Portainer is an open-source lightweight management UI which allows you to easily manage your Docker host or Swarm cluster. Portainer provides a detailed overview of Docker and allows you to manage containers, images, networks and volumes via simple web-abed dashboard. It was originally the fork of Docker UI. Here, will show you how to install Portainer and how to manage docker containers using Portainer in Linux.
Manage Docker Using Portainer
Install Portainer
Portainer installation is pretty easy and it will take less than a minute. Portainer has full support for Docker version 1.10 and higher versions. To install Docker, refer the following links.

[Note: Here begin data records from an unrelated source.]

PR #138, opened 2023-02-20
[sailjail-permissions] Remove disable-passwdmgr.inc. Contributes to JB#59121

dsuni:
Firejail 0.9.72 no longer uses or includes disable-passwdmgr.inc. Having it present in sailjail-permissions causes sailjail to fail to launch with the newer firejail.

### DIFF
--- a/permissions/Base.permission
+++ b/permissions/Base.permission
@@ -26,7 +26,6 @@ include disable-common.inc
 # include disable-devel.inc
 # include disable-exec.inc
 # include disable-interpreters.inc
-include disable-passwdmgr.inc
 # include disable-programs.inc
 # include disable-xdg.inc
 
--- a/rpm/sailjail-permissions.spec
+++ b/rpm/sailjail-permissions.spec
@@ -1,6 +1,6 @@
 Name:     sailjail-permissions
 Summary:  Permissions definitions for Sailjail
-Version:  1.0.0
+Version:  1.1.10
 Release:  1
 License:  BSD
 URL:      https://github.com/sailfishos/sailjail-permissions


permissions/Base.permission
```diff
@@ -26,7 +26,7 @@ include disable-common.inc
 # include disable-devel.inc
 # include disable-exec.inc
 # include disable-interpreters.inc
-include disable-passwdmgr.inc
+# include disable-passwdmgr.inc
```
pvuorela, line 29: If the file doesn't exist anymore on the new version, just remove the whole reference to it.

rpm/sailjail-permissions.spec
```diff
@@ -1,6 +1,6 @@
 Name:     sailjail-permissions
 Summary:  Permissions definitions for Sailjail
-Version:  1.0.0
+Version:  1.0.1
```
pvuorela, line 3: If you touch this, it should be the roughly the new to be tagged version, i.e. 1.1.10.

pvuorela (approved):
Approving.

For final nitpick the commit message summary:
[sailjail-permissions] Remove disable-passwdmgr.inc Facilitates JB#59121 

Instead of "facilitates" we've used "Contributes to JB#...". Those words are not used for anything special but good to follow the practice so things don't unnecessarily stand out in the history. Also usually period before the bug reference part.

Tomin1:
> @Tomin1 ponder should we just merge this already to pave way for the update? The .inc file doesn't appear such that it should have a drastic effect whether included or not.

Yes, sure. I agree.

PR #139, opened 2023-04-18
[permissions] Document Privileged permission. JB#60573

vigejolla:


martyone (approved):
Maybe add a link to related documentation (if we have any)?

vigejolla:
> Maybe add a link to related documentation (if we have any)?

I'm not aware of any such documentation. We should write some.

PR #140, opened 2023-04-21
[permissions] Move Privileged permission to internal list. JB#60573

vigejolla:
The Privileged permission should be part of other permissions where needed. In general there shouldn't be reasons for applications to use Privileged permission directly.


Tomin1 (approved):
:+1:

- How to Install docker on RHEL/CentOs 7
- How to install Docker on Ubuntu
- How to Install and start Docker on RHEL/Centos 6
After installing Docker, run the following command to pull the latest Portainer image:
# docker pull portainer/portainer
We can see the downloaded the image using docker images command,
# docker images
portainer/portainer latest b073c72b9a2b 13 hours ago 9.162 MB
As you see in the above output, Portainer image size is less than 10 MB, which is very small so that it won’t consume more RAM and Hdd space.
We have now Portainer in our local Ubuntu system. Let us start the container using command:
# docker run -d -p 9000:9000 -v /var/run/docker.sock:/var/run/docker.sock portainer/portainer
Great, successfully launched the Portainer container. Now let access Portainer webUI using http://localhost:9000/ or http://IP_Address:9000/ URL. You will be presented with a screen like below that asks to setup a password for the admin user.
Enter the password twice and hit Validate button to create the admin user password.
In the next screen, enter the admin user which you just created in the previous step.
Next, Connect Portainer to a Docker engine or Swarm cluster endpoint. We don’t have any running remote docker instances. So I choose “Manage the Docker instance where Portainer is running” option.
Once connected, you will be presented with a dashboard like below.
The dashboard home screen displays the running and stopped containers, number of downloaded docker images, number of volumes and networks. Let create some containers from webUI.
Creating Containers
Click on the App Templates button on the left. This will show some ready-made available templates such as Docker image registry, Nginx, Httpd, MySQl, redis and few more.
To deploy a Container, just click on the respective template. Let us launch elasticsearch Container. To do so, click on the elasticsearch template. Enter the Container name, select network type (ex.bride mode). click on Show advanced options and set port number.
Finally, Click Create. Once the container created, you will be redirected to the Containers page that shows the list of running containers.
To start a newly created container, just select it and hit Start button on the top. You can restart, stop, pause, and remove any Containers from this section.
To view the complete overview of any container, just click on the name of the container.
Click on the Stats button to view what’s happening in the newly launched Container.
Here is the Stats of elasticsearch container.
Similarly, click on the Logs button to view complete log details of the Container.
Here is the console option to connect your container console button.
Select the Shell (BASH or SH), and hit Connect button.
Docker Images
In this section, you can view the list of downloaded docker images.
To remove any image, just select it and click Remove. The selected image will be gone.
Networks
Networks section will allow you to add a new network, change the network type, assign/change IP address, remove existing networks.
Docker
This section displays the Docker engine version, Host OS name, type, architecture, cpu, memory, network details etc.